Down to the last line below, give the listing again exactly.

= Beginning of Section =

PR #142, opened 2022-04-11
Use back templates as main files

didrocks:
Switch textual template with our markers.
Those markers should help producing binaries directly from the root
directory without needing to copy templates somewhere else and maintain
them separately.
The start delimiter is UbuntuDev.
The end delimiter is ..Dev

This should produce readable names, while still exposing what each value
is referring to.
Note that version/build number still need to be worked out to the
project fully buildable.


didrocks:
We now have an UbuntuDev.<xxxx>.Dev application, which is fully functional. No need for separate templates!

I think we should hook up building the flutter part (and initializing the submodule) as part of the build process to make it easier with custom commands during the build.

CarlosNihelton (approved):
LGTM. While testing this I discovered how to at least emit a better error message when Flutter built artifacts are missing. Topic for the next future, though.

didrocks:
\o/

PR #146, opened 2022-04-12
Corrects substring matching on distro shutdown.

CarlosNihelton:
Without the line break if user has two running distros and the name of one of those is a substring of the other,
the algorithm fails to detect the substring distro had shutdown.

For instance, let's say you have `Ubuntu` and `Ubuntu20.04LTS` running and you want to shutdown `Ubuntu`. The existing logic would fail to detect that `Ubuntu` shutdown because it would always find a match on `Ubuntu22.04LTS`.


didrocks:
ooopsss, indeed, annoying, makes sense with \r, approving!

didrocks (approved):

PR #150, opened 2022-04-13
Reverts `--enable-installer` option into a more complete `--ui=` command line.

CarlosNihelton:
Notice that the `=` signal is mandatory and spaces around are not tolerated in the current implementation. That can be enhanced if necessary, but will require more cleverness.

There is a header file trick to redefine the `MSG_USAGE` to `MSG_USAGE_EXTENDED` for the releases that support the OOBE. The header file `extended_messages.h` does this redefinition. For the releases that won't offer the OOBE, there should be an empty version of this file in meta subtrees, so the workflow can do the selection work.

With this implementation there is a nesting semantics on whether the shell should be available in the end or not (mandated by the argument `install` in the argv[1] position) versus whether the installer should be GUI, TUI or none (the original experience).

There are some compile-time tricks here and there to do some array manipulation in order to avoid repeating ourselves with the expected command line strings (which would otherwise not be checked until runtime).

As a result of a previous discussion, `--ui=gui` forces GUI mode without any checks whether the environment support graphics. Autodetection is available if no `--ui=` option is passed. The semantics of the `install` option is preserved, i.e. if present the launcher will just install the distro and quit. No shell in the end. Autointall option is only available with the `install` option, with the assumption that an automated installation should quit on exit, instead of launching a shell for user interaction.

The diagrams below summarize the command line options affected by this pull request:

WSL Launcher Command Line Reference

WSL Launcher Command Line Reference (1)

### DIFF
--- a/DistroLauncher-Tests/DistroLauncher-Tests/ExtendedCliParserTests.cpp
+++ b/DistroLauncher-Tests/DistroLauncher-Tests/ExtendedCliParserTests.cpp
@@ -60,7 +60,7 @@ namespace Oobe::internal
 
     TEST(ExtendedCliParserTests, InstallOobeWithShellTui)
     {
-        // launcher.exe install --ui=tui
+        // launcher.exe --ui=tui
         std::vector<std::wstring_view> args{ARG_EXT_INSTALLER_TUI};
         auto opts = parseExtendedOptions(args);
         ASSERT_TRUE(std::holds_alternative<InteractiveInstallShell<OobeTui>>(opts));
--- a/DistroLauncher-Tests/DistroLauncher-Tests/ExtendedCliParserTests.cpp
+++ b/DistroLauncher-Tests/DistroLauncher-Tests/ExtendedCliParserTests.cpp
@@ -6,6 +6,7 @@ namespace Oobe::internal
 {
     TEST(ExtendedCliParserTests, AutoInstallGoodCLI)
     {
+        // launcher.exe install --autoinstall <autoinstallfile>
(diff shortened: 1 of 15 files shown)


didrocks (commented):
I know this is still a draft but I couldn’t resist commenting:

> My reasoning was that users may request GUI (by explicitely commanding --installer=gui) without their environment supporting it.

I would say then "so be it", we should not prevent the user trying, because maybe we are wrong in our detection mecanism and there are corner cases.

Let me phrase it differently. If I want to remove a file which does not exist, the command still tries to remove the file, and then, the error is "file does not exist" which is returned by the kernel.

Said differently, again, it’s better in a program to do an action and check for errors than prevently do a check/capability existence (this avoid races between the check and the action and so on…).

CarlosNihelton:
> I know this is still a draft but I couldn’t resist commenting:
> 
> > My reasoning was that users may request GUI (by explicitely commanding --installer=gui) without their environment supporting it.
> 
> I would say then "so be it", we should not prevent the user trying, because maybe we are wrong in our detection mecanism and there are corner cases.
> 
> Let me phrase it differently. If I want to remove a file which does not exist, the command still tries to remove the file, and then, the error is "file does not exist" which is returned by the kernel.
> 
> Said differently, again, it’s better in a program to do an action and check for errors than prevently do a check/capability existence (this avoid races between the check and the action and so on…).

Got it. I'll proceed that way, then.

didrocks (approved):
This looks gorgeous, approving and let’s merge! Nice work :)

PR #151, opened 2022-04-14
Replace \\wsl$ or \\wsl.localhost path prefix with a function call

CarlosNihelton:
The result of the function call depends on the operating system version, which is obtained by reading the build number from the registry.

To avoid linting complains, some reformattings were done in `ExitStatus.cpp`. Since we are touching that file, the function `ExitStatusHandling()` was slightly simplified since the experimentation has shown that we can use wide characters in file paths to open files in the Linux file system. To simplify it further, I unified the return type of the error handling code into one single kind of exception to avoid slicing when returning errors.

### DIFF
--- a/DistroLauncher/ExitStatus.cpp
+++ b/DistroLauncher/ExitStatus.cpp
@@ -45,21 +45,15 @@ namespace Oobe
 
     namespace
     {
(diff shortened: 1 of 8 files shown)


didrocks (approved):
LGTM, tests pass, let’s merge to get it in today’s build!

= End of Section =

◆ **Expected answer**
PR #142, opened 2022-04-11
Use back templates as main files

didrocks:
Switch textual template with our markers.
Those markers should help producing binaries directly from the root
directory without needing to copy templates somewhere else and maintain
them separately.
The start delimiter is UbuntuDev.
The end delimiter is ..Dev

This should produce readable names, while still exposing what each value
is referring to.
Note that version/build number still need to be worked out to the
project fully buildable.


didrocks:
We now have an UbuntuDev.<xxxx>.Dev application, which is fully functional. No need for separate templates!

I think we should hook up building the flutter part (and initializing the submodule) as part of the build process to make it easier with custom commands during the build.

CarlosNihelton (approved):
LGTM. While testing this I discovered how to at least emit a better error message when Flutter built artifacts are missing. Topic for the next future, though.

didrocks:
\o/

PR #146, opened 2022-04-12
Corrects substring matching on distro shutdown.

CarlosNihelton:
Without the line break if user has two running distros and the name of one of those is a substring of the other,
the algorithm fails to detect the substring distro had shutdown.

For instance, let's say you have `Ubuntu` and `Ubuntu20.04LTS` running and you want to shutdown `Ubuntu`. The existing logic would fail to detect that `Ubuntu` shutdown because it would always find a match on `Ubuntu22.04LTS`.


didrocks:
ooopsss, indeed, annoying, makes sense with \r, approving!

didrocks (approved):

PR #150, opened 2022-04-13
Reverts `--enable-installer` option into a more complete `--ui=` command line.

CarlosNihelton:
Notice that the `=` signal is mandatory and spaces around are not tolerated in the current implementation. That can be enhanced if necessary, but will require more cleverness.

There is a header file trick to redefine the `MSG_USAGE` to `MSG_USAGE_EXTENDED` for the releases that support the OOBE. The header file `extended_messages.h` does this redefinition. For the releases that won't offer the OOBE, there should be an empty version of this file in meta subtrees, so the workflow can do the selection work.

With this implementation there is a nesting semantics on whether the shell should be available in the end or not (mandated by the argument `install` in the argv[1] position) versus whether the installer should be GUI, TUI or none (the original experience).

There are some compile-time tricks here and there to do some array manipulation in order to avoid repeating ourselves with the expected command line strings (which would otherwise not be checked until runtime).

As a result of a previous discussion, `--ui=gui` forces GUI mode without any checks whether the environment support graphics. Autodetection is available if no `--ui=` option is passed. The semantics of the `install` option is preserved, i.e. if present the launcher will just install the distro and quit. No shell in the end. Autointall option is only available with the `install` option, with the assumption that an automated installation should quit on exit, instead of launching a shell for user interaction.

The diagrams below summarize the command line options affected by this pull request:

WSL Launcher Command Line Reference

WSL Launcher Command Line Reference (1)

### DIFF
--- a/DistroLauncher-Tests/DistroLauncher-Tests/ExtendedCliParserTests.cpp
+++ b/DistroLauncher-Tests/DistroLauncher-Tests/ExtendedCliParserTests.cpp
@@ -60,7 +60,7 @@ namespace Oobe::internal
 
     TEST(ExtendedCliParserTests, InstallOobeWithShellTui)
     {
-        // launcher.exe install --ui=tui
+        // launcher.exe --ui=tui
         std::vector<std::wstring_view> args{ARG_EXT_INSTALLER_TUI};
         auto opts = parseExtendedOptions(args);
         ASSERT_TRUE(std::holds_alternative<InteractiveInstallShell<OobeTui>>(opts));
--- a/DistroLauncher-Tests/DistroLauncher-Tests/ExtendedCliParserTests.cpp
+++ b/DistroLauncher-Tests/DistroLauncher-Tests/ExtendedCliParserTests.cpp
@@ -6,6 +6,7 @@ namespace Oobe::internal
 {
     TEST(ExtendedCliParserTests, AutoInstallGoodCLI)
     {
+        // launcher.exe install --autoinstall <autoinstallfile>
(diff shortened: 1 of 15 files shown)


didrocks (commented):
I know this is still a draft but I couldn’t resist commenting:

> My reasoning was that users may request GUI (by explicitely commanding --installer=gui) without their environment supporting it.

I would say then "so be it", we should not prevent the user trying, because maybe we are wrong in our detection mecanism and there are corner cases.

Let me phrase it differently. If I want to remove a file which does not exist, the command still tries to remove the file, and then, the error is "file does not exist" which is returned by the kernel.

Said differently, again, it’s better in a program to do an action and check for errors than prevently do a check/capability existence (this avoid races between the check and the action and so on…).

CarlosNihelton:
> I know this is still a draft but I couldn’t resist commenting:
> 
> > My reasoning was that users may request GUI (by explicitely commanding --installer=gui) without their environment supporting it.
> 
> I would say then "so be it", we should not prevent the user trying, because maybe we are wrong in our detection mecanism and there are corner cases.
> 
> Let me phrase it differently. If I want to remove a file which does not exist, the command still tries to remove the file, and then, the error is "file does not exist" which is returned by the kernel.
> 
> Said differently, again, it’s better in a program to do an action and check for errors than prevently do a check/capability existence (this avoid races between the check and the action and so on…).

Got it. I'll proceed that way, then.

didrocks (approved):
This looks gorgeous, approving and let’s merge! Nice work :)

PR #151, opened 2022-04-14
Replace \\wsl$ or \\wsl.localhost path prefix with a function call

CarlosNihelton:
The result of the function call depends on the operating system version, which is obtained by reading the build number from the registry.

To avoid linting complains, some reformattings were done in `ExitStatus.cpp`. Since we are touching that file, the function `ExitStatusHandling()` was slightly simplified since the experimentation has shown that we can use wide characters in file paths to open files in the Linux file system. To simplify it further, I unified the return type of the error handling code into one single kind of exception to avoid slicing when returning errors.

### DIFF
--- a/DistroLauncher/ExitStatus.cpp
+++ b/DistroLauncher/ExitStatus.cpp
@@ -45,21 +45,15 @@ namespace Oobe
 
     namespace
     {
(diff shortened: 1 of 8 files shown)


didrocks (approved):
LGTM, tests pass, let’s merge to get it in today’s build!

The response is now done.